Figure 6.

Schwann cell c-Src is activated in response to Lm-1. (a) Transient Src activation in response to Lm: SCs were incubated with 10 μg/ml Lm-1, harvested at the indicated times, lysed, and analyzed for c-Src-PY416 and c-Src. Time course immunoblot and densitometry plot of pSrc/total Src ratio are shown. (b) Fyn activation in response to Lm: lysates from SCs treated as above for 1 h were immunoprecipitated with Fyn-specific antibody followed by immunoblotting with phospho-Src (PY416) antibody that also detects pFyn. (c) Src activation depends on the presence of gal-sulfatide. SCs were treated with Lm-1 as above for 1 h in the presence (+) or absence (−) of 50 U/ml arylsulfatase and analyzed for c-Src phosphorylation. (d) c-Src coimmunoprecipitates with β-DG. SCs untreated or treated with 10 μg/ml Lm-1 for 1 h were extracted with 1% Triton X-100–Tris buffer.
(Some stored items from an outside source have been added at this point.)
PR #2025, opened 2020-01-03
Adds an align.api module, which provides simplified API to registration functions

arokem:
As discussed in our last call, I am adding here some functions that provide a simplified functional API to registration functionality. 

Questions: 

1. Useful? 
2. Should we add/change examples to use this API? 
3. Should this be incorporated into use in the respective workflows? Would that simplify things there?


arokem:
No need to look at this right now! This is definitely not for 1.1. I just added the 1.2 label -- I think we can wrap this up by then.

dipy/align/__init__.py
```diff
@@ -1,15 +1,18 @@
+from .api import *  # noqa
```
skoudoro: We should avoid `import *` and just import the desired function

arokem: That's why the module has an `__all__` attribute.

arokem:
OK - I have made another pretty thorough pass through here, adding documentation, making sure tests work (at least locally) and adding a couple of documentation examples (as part of the existing affine registration example). 

Any more thoughts about how to name this module? If not "api", what should we call this?

dipy/align/__init__.py
arokem: OK OK. Changed in 274248fa4

arokem:
OK - more thoughts about naming this: I think that it would be neat to have an `api.py` module within each of our top-level modules: `reconst`, `segment`, `denoise`, etc.. This sub-module would expose this kind of functional API. Then, in each module `__init__.py` we would import the names from `api` into the module name-space. That means, that, like here, users would never write something like`import dipy.align.api`, but would instead import things from the top-level name-space. For example, `from dipy.align import affine_registration`. The benefit of having it all in one place, clearly marked as 'api' is that it removes the ambiguity of  "where do I put this?".  If you are writing a functional interface that uses objects and other names from a specific module, this would go into the relevant modules `api.py`. That said, I am not particularly attached to 'api' and happy to hear suggestions for other names that this sub-module should take, so long as this is the same name across the different top-level modules.

skoudoro:
Completely agree with your thought @arokem and still thinking about another name.

Just as a reminder, all functions in these "api" modules should NOT do any file management. This is the Workflows role.

arokem:
> Just as a reminder, all functions in these "api" modules should NOT do
any file management. This is the Workflows role.

In principle, I agree, but it was really easy to make these functions
accept arrays, nibabel image objects, or full paths :-)

dipy/align/api.py
```diff
@@ -0,0 +1,854 @@
...
+from dipy.tracking.utils import transform_tracking_output
+from dipy.io.streamline import load_trk
+
+
+syn_metric_dict = {'CC': CCMetric,
+                   'EM': EMMetric,
+                   'SSD': SSDMetric}
+
+
+def _input_as_img_arr_or_path(data, affine=None):
```
skoudoro: I do not think this function should be in this module. it is really useful and can be used everywhere. 

At the same time, I feel this is the role of the workflows to do and we should not start to mix it and be rigorous with this point.

So I have this double feeling and we need to make a decision about this point.

dipy/align/api.py
```diff
@@ -0,0 +1,854 @@
...
+    mapping = sdr.optimize(static, moving,
+                           static_grid2world=static_affine,
+                           moving_grid2world=moving_affine,
+                           prealign=prealign)
+
+    warped_moving = mapping.transform(moving)
+    return warped_moving, mapping
+
+
+def dwi_to_template(dwi, gtab, dwi_affine=None, template=None,
```
skoudoro: This function name should be more explicit. you can add `register` in front of this function name

dipy/align/api.py
```diff
@@ -0,0 +1,854 @@
...
+                                starting_affine=between_affine)
+    affine_map = AffineMap(between_affine,
+                           static.shape, static_affine,
+                           moving.shape, moving_affine)
+    resampled = affine_map.transform(moving)
+    return nib.Nifti1Image(resampled, static_affine)
+
+
+# Affine registration pipeline:
+affine_metric_dict = {'MI': MutualInformationMetric}
```
skoudoro: Can you bring this variable up with `syn_metric_dict`? It is a bit hidden here

dipy/align/api.py
arokem: I'd be happy to move it elsewhere. In `dipy.io` somewhere?

skoudoro: good idea, `dipy.io.utils` seems a good place!

dipy/align/__init__.py
```diff
@@ -21,7 +23,8 @@ def __init__(self, **kwds):
...
 
-
-
-
-
+from dipy.align._public import (syn_registration, register_dwi_to_template,
+                                write_mapping, read_mapping, resample,
+                                c_of_mass, translation, rigid, affine,
+                                affine_registration, register_series,
+                                register_dwi_series, streamline_registration)
```
skoudoro, line 30: It would be good if you could add `__all__ = ['syn_registration', 'register_dwi_to_template', etc..]`

dipy/align/_public.py
```diff
@@ -0,0 +1,833 @@
...
+    static_affine, moving_affine: 4D arrays
+
+    starting_affine : in case this is needed.
+    """
+    static, static_affine = read_img_arr_or_path(static,
+                                                      affine=static_affine)
+    moving, moving_affine = read_img_arr_or_path(moving,
+                                                      affine=moving_affine)
+    if starting_affine is None:
+        starting_affine = np.eye(4)
```
skoudoro, line 61: `starting_affine = starting_affine or np.eye(4)` : The `if` is  not needed and this expression is always evaluated

dipy/align/_public.py
```diff
@@ -0,0 +1,833 @@
...
+    Helper function to prepare inputs for pipeline functions
+
+    Parameters
+    ----------
+    moving, static: Either as a 3D/4D array or as a nifti image object, or as
+        a string containing the full path to a nifti file.
+
+    static_affine, moving_affine: 4D arrays
+
+    starting_affine : in case this is needed.
```
skoudoro, line 54: Strange documentation 😉

dipy/align/_public.py
```diff
@@ -0,0 +1,833 @@
...
+        The data in `moving`, warped towards the `static` data.
+    forward : ndarray (..., 3)
+        The vector field describing the forward warping from the source to the
+        target.
+    backward : ndarray (..., 3)
+        The vector field describing the backward warping from the target to the
+        source.
+    """
+    if level_iters is None:
+        level_iters = [10, 10, 5]
```
skoudoro, line 112: `level_iters = level_iters or [10, 10, 5]`, same comment as above

dipy/align/_public.py
```diff
@@ -0,0 +1,833 @@
...
+
+    static, static_affine, moving, moving_affine, _ = \
+        _handle_pipeline_inputs(moving, static,
+                                moving_affine=moving_affine,
+                                static_affine=static_affine,
+                                starting_affine=None)
+
+    use_metric = syn_metric_dict[metric](dim, sigma_diff=sigma_diff,
```
skoudoro, line 120: `metric.upper()` I just made this mistake 😄

dipy/align/_public.py
```diff
@@ -0,0 +1,833 @@
...
+                                         radius=radius)
```
skoudoro, line 121: Here, the EM metric will crash since the parameters are different. There are 3 different initialization:
- `CCMetric(dim, sigma_diff=2.0, radius=4)`
- `EMMetric(dim, smooth=1.0, inner_iter=5, q_levels=256, double_gradient=True, step_type='gauss_newton')`
- `SSDMetric(dim, smooth=4, inner_iter=10, step_type='demons')`

dipy/align/_public.py
```diff
@@ -0,0 +1,833 @@
...
+    Notes
+    -----
+    This function assumes that the DWI data is already internally registered.
+    See :func:`register_dwi_series`.
+
+    """
+    dwi_data, dwi_affine = read_img_arr_or_path(dwi, affine=dwi_affine)
+
+    if template is None:
+        template = dpd.read_mni_template()
```
skoudoro, line 183: same as above

dipy/align/_public.py
```diff
@@ -0,0 +1,833 @@
...
+
+    template_data, template_affine = read_img_arr_or_path(
+                                       template,
+                                       affine=template_affine)
+    if isinstance(dwi, str):
+        dwi = nib.load(dwi)
```
skoudoro, line 189: Can you use DIPY function: `load_nifti`

dipy/align/_public.py
```diff
@@ -0,0 +1,833 @@
...
+    if reg_method == "syn":
+        warped_b0, mapping = syn_registration(mean_b0, template_data,
+                                              moving_affine=dwi_affine,
+                                              static_affine=template_affine,
+                                              **reg_kwargs)
+    elif reg_method == "aff":
+        warped_b0, mapping = affine_registration(mean_b0, template_data,
+                                                 moving_affine=dwi_affine,
+                                                 static_affine=template_affine,
+                                                 **reg_kwargs)
```
skoudoro, line 204: `else: raise an error` To avoid any strange behavior, just in case...

dipy/align/_public.py
```diff
@@ -0,0 +1,833 @@
...
+                                       template,
+                                       affine=template_affine)
+    if isinstance(dwi, str):
+        dwi = nib.load(dwi)
+
+    if not isinstance(gtab, dpg.GradientTable):
+        gtab = dpg.gradient_table(*gtab)
+
+    mean_b0 = np.mean(dwi_data[..., gtab.b0s_mask], -1)
+    if reg_method == "syn":
```
skoudoro, line 195: `reg_method.lower()` to avoid `Syn`

dipy/align/_public.py
```diff
@@ -0,0 +1,833 @@
...
+        Full path to the nifti file storing the mapping
+
+    Notes
+    -----
+    The data in the file is organized with shape (X, Y, Z, 2, 3, 3), such
+    that the forward mapping in each voxel is in `data[i, j, k, 0, :, :]` and
+    the backward mapping in each voxel is in `data[i, j, k, 0, :, :]`.
+    """
+    mapping_data = np.array([mapping.forward.T, mapping.backward.T]).T
+    nib.save(nib.Nifti1Image(mapping_data, mapping.codomain_world2grid), fname)
```
skoudoro, line 225: Could you use `save_nifti`? Thank you

dipy/align/_public.py
```diff
@@ -0,0 +1,833 @@
...
+    See :func:`write_mapping` for the data format expected.
+    """
+    if isinstance(disp, str):
+        disp = nib.load(disp)
+
+    if isinstance(domain_img, str):
+        domain_img = nib.load(domain_img)
+
+    if isinstance(codomain_img, str):
+        codomain_img = nib.load(codomain_img)
```
skoudoro, line 257: same comment as above for the load/save

dipy/align/_public.py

Cell lysates were immunoprecipitated with anti–β-DG antibody and the immunoprecipitates were subjected to immunoblot analysis with c-Src-–specific antibody. (e) SCs were untreated or treated with 10 μg/ml Lm-1 for 1 h and immunostained for Lm-γ1, Src, and Src-PY416 (pSrc). Diffusely distributed Src immunofluorescence coalesces into dense plaques that overlap with Lm immunofluorescence after Lm-1 treatment, whereas most of Src-PY416 is associated with the nucleus (arrowheads indicate colocalizations of antibody immunofluorescence between paired panels, establishing the relationship at various points). (f) Anti–α-DG antibody IIH6 inhibits Src phosphorylation, whereas anti–β1-integrin (Ha2/5) does not. The bar graph shows the phospho-Src/total Src ratio based on the immunoblot densitometry. (g) Lm-1 fragments E1′ and E3, but not E8 or E3 mutG (which lack a sulfatide-binding sequence), block c-Src phosphorylation. SCs were incubated for 1 h with Lm-1 in the presence of 100 μg/ml BSA, 250 μg/ml E8, 250 μg/ml E1′, 100 μg/ml rE3, or 100 μg/ml rE3 mutant G. Cells were washed, lysed in 1% SDS-Tris buffer, and immunoblotted.